The memory address where our string is stored has been calculated by the compiler: 0x200490. Let’s explain step by step how it generates the pointer.

 0x0000000000201304 <+4>: movabs rax,0x200490

It assigns the memory address where our string is located to the ax register.

 0x000000000020130e <+14>: mov QWORD PTR [rbp-0x8],rax

Create the variable in the stack frame and assign it the value of ax.

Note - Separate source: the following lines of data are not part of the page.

PR #198, opened 2023-05-16
Fix libobjc building after regression in 'Allow overriding stack size / early init function' PR

darcagn:
This PR updates startup.s with the changes that were supposed to be added in the "Allow overriding stack size / early init function" but were only added in the GCC patches directly.

Additionally, after that PR, the following errors occur:
```
undefined reference to `_arch_stack_16m'
undefined reference to `_arch_stack_32m'
```
And then libobjc fails to compile. 

It was @cepawiel 's suggestion to add the following to the `startup.s`:
```
.weak   _arch_stack_16m
.weak   _arch_stack_32m
```
Colton was unsure if this was the correct/proper way to fix the problem, but I am submitting it as a PR as this fixed the issue for me and we can discuss it here.

### DIFF
--- a/kernel/arch/dreamcast/kernel/startup.s
+++ b/kernel/arch/dreamcast/kernel/startup.s
@@ -18,6 +18,9 @@
 .globl __arch_old_fpscr
 .globl __arch_mem_top
 
+.weak   _arch_stack_16m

If we run the program step by step using the “si” command and stop at:

 0x0000000000201312 <+18>: pop rbp

We can check the value of the variable:

gef➤  x/10x $rbp-0x8
0x7fffffffe0e8: 0x00200490 0x00000000 0xffffe110 0x00007fff
0x7fffffffe0f8: 0x002012f4 0x00000000 0xffffe180 0x00007fff
0x7fffffffe108: 0xffffe190 0x00000001

The pointer value is: 0x00200490

We check that memory address:

gef➤  x/10x 0x00200490-10
0x200486: 0x00000000 0x00000000 0x65480000 0x006f6c6c
0x200496: 0x1b010000 0x00343b03 0x00050000 0x0b680000
0x2004a6: 0x00500000 0x0c880000

Hello in hexadecimal is 48 65 6c 6c 6f, in the memory dump we can see it: 0x65480000 0x006f6c6c

Another perhaps faster way to see it is since ax has been copied to bp-0x8 we can directly check ax obtaining the value of the memory address it points to in ASCII:

gef➤  registers $rax
$rax : 0x0000000000200490 → 0x0000006f6c6c6548 ("Hello"?)

The above output indicates that ax has a value of 0x00200490 and at this memory address we find the value 0x6f6c6c6548 which in ASCII is Hello.

In short, a pointer is a variable that does not maintain a value in itself, but rather the memory address where the final value that we are really interested in is located.